Task instructions
Your output is one number, the count of lines in the listing below that hold the word "cleanup".

Data for the task
PR #214, opened 2016-02-05
(TK-300) use core.async to run lifecycle fns

cprice404:
There are some limitations to clojure agents that made them unsuitable for this task, so here's a new PR that uses core.async instead.

The first several commits are just cleanup/schema/whitespace stuff.  The interesting stuff is in the final commit.  Probably easiest to review one commit at a time.


cprice404:
OK, I've tested this with puppet server now.  It works, except for a few tests where we were using app-context in a very evil way that is slightly broken in the new TK... but I have a patch that fixes those tests, and it works fine with this TK.  So I think this is ready for review.  I'll submit a PR for the puppetserver bits before I remove the 'FOR REVIEW' comments, though.

src/puppetlabs/trapperkeeper/internal.clj
```diff
@@ -265,18 +295,13 @@
...
+     ; that this function ; never throw anything (like a schema validation error),
      ; since it is likely to just get lost in a `future`.  Instead,
      ; invalid arguments will simply cause the shutdown promise to be delivered.
-     (assert (instance? Atom app-context))
-     (assert (map? @app-context))
-     (assert (keyword? svc-id))
-     (assert (contains? @app-context svc-id))
-     (assert (ifn? f))
-     (assert ((some-fn nil? ifn?) on-error-fn))
+     (schema/validate a/TrapperkeeperAppContext @app-context)
```
camlow325: Seems like we would be losing some of the validation that was being done previously - i.e., that the `svc-id`, `f`, and `on-error-fn` arguments are all of the type we want them to be.  Is that a problem?

src/puppetlabs/trapperkeeper/internal.clj
```diff
@@ -138,7 +141,7 @@
         required    []]
     (first (cli! cli-args specs required))))
 
-(defn run-lifecycle-fn!
+(schema/defn ^:always-validate run-lifecycle-fn! :- a/TrapperkeeperAppContext
```
camlow325: I wasn't sure if we have anything calling this which expects it to return anything - as opposed to the input `app-context` just being updated as a side effect of calling this function.  Are you expecting that the return value from this function is something that a caller should formally expect to receive back?  If not, would it be better to just not document this - so that the implementation is theoretically "freer" to be changed to do something else later if we want to?

project.clj
```diff
@@ -1,6 +1,6 @@
 (def ks-version "1.0.0")
 
-(defproject puppetlabs/trapperkeeper "1.2.1-SNAPSHOT"
+(defproject puppetlabs/trapperkeeper "1.3.0-SNAPSHOT"
```
camlow325: Are you thinking this will be a Y version bump b/c of the introduction of the core.async dependency?

src/puppetlabs/trapperkeeper/internal.clj
```diff
@@ -181,9 +183,15 @@
...
                       depends on will have their corresponding lifecycle fn
                       called first.)"
-  [app-context lifecycle-fn lifecycle-fn-name ordered-services]
+  [app-context :- (schema/atom a/TrapperkeeperAppContext)
+   lifecycle-fn :- IFn
+   lifecycle-fn-name :- schema/Str
+   ordered-services :- a/TrapperkeeperAppOrderedServices]
   (try
     (doseq [[service-id s] ordered-services]
+      (log/debugf "Running lifecycle function '%s' for service '%s'"
```
camlow325: Thanks for doing this -- seems handy.

src/puppetlabs/trapperkeeper/internal.clj
```diff
@@ -193,15 +201,37 @@
...
   "Call restart on all tk apps."
   [apps]
   (log/debug "SIGHUP handler restarting TK apps.")
-  (locking sighup-lock
-    (doseq [app apps]
-      (a/restart app))))
+  (doseq [app apps]
+    (let [{:keys [lifecycle-channel]} @(a/app-context app)
+          restart-fn #(a/restart app)]
+      (async/>!! lifecycle-channel restart-fn))))
```
camlow325: Should all of the apps that need to be restarted be restarted within one "task" handled on the lifecycle channel - as opposed to one "task" per app as it would appear to be done here.  Not sure if there would be issues at some point with other tasks potentially being interleaved between individual app restarts that could cause a problem - even if not now, then maybe for some future lifecycle task that we might introduce?

camlow325:
I would still be interested in seeing at least one test that somehow validates that the `boot-services**` and `restart` calls have to be performed serially on the async channel thread.  That said, I can't think of a way to do that which wouldn't lead to a fairly scary-looking test with timing-related dependencies that may lead to frequent false failures, so maybe not worth it?

camlow325:
:+1: Did a little functional testing of this w/ it integrated into Puppet Server and it seemed to do what I expected.  I can still do HUPs and have configuration reloaded the way I expect and different forms of triggering shutdowns seem to result in the process getting shutdown completely / not hanging.

I left a few comments but nothing too critical.

Probably want to have @haus take a second look at all of this as well?

src/puppetlabs/trapperkeeper/internal.clj
cprice404: good call, I may as well add back in some schema/validate lines for those.

src/puppetlabs/trapperkeeper/internal.clj
cprice404: Yeah, that's fair, I just annotated it because that's what it was returning, but I think I agree with your take.  Will remove.

project.clj
cprice404: Nah, because of the HUP support... doesn't that seem like a new feature that should qualify as a Y?

src/puppetlabs/trapperkeeper/internal.clj
cprice404: In this implementation each app has its own lifecycle channel, and they could actually be restarted in parallel.  I don't feel too strongly about it but I think I'd rather keep it that way until we have a reason not to; it's not really visible in the API so I think we could change it later if we needed.

project.clj
camlow325: Yeah, that makes sense.  Sorry, was thinking we'd already done a T/K release with the earlier form of HUP.  Losing track of things....

cprice404:
Added a commit that addresses the schema questions @camlow325 raised.  I'll spend a bit more time thinking about how I could write a test but I'm not that optimistic atm.

camlow325:
:+1:

cprice404:
@camlow325 I added some more commits.  a couple more simple cleanup commits, and then one to refactor boot-services* to make it more amenable to testing, and then one that adds a test for restart during boot-up.  The test ended up being not entirely horrible... I think.

haus:
I'm :+1: here. Nothing looks scary. I don't understand the macros, but everything else made sense.

camlow325:
:+1: with just the nit on unused namespaces in the new `test-queued-restarts` test.  Thanks for writing that test, btw - looks good.

cprice404:
Added a commit to remove the unused namespaces.

camlow325:
:+1:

Response
2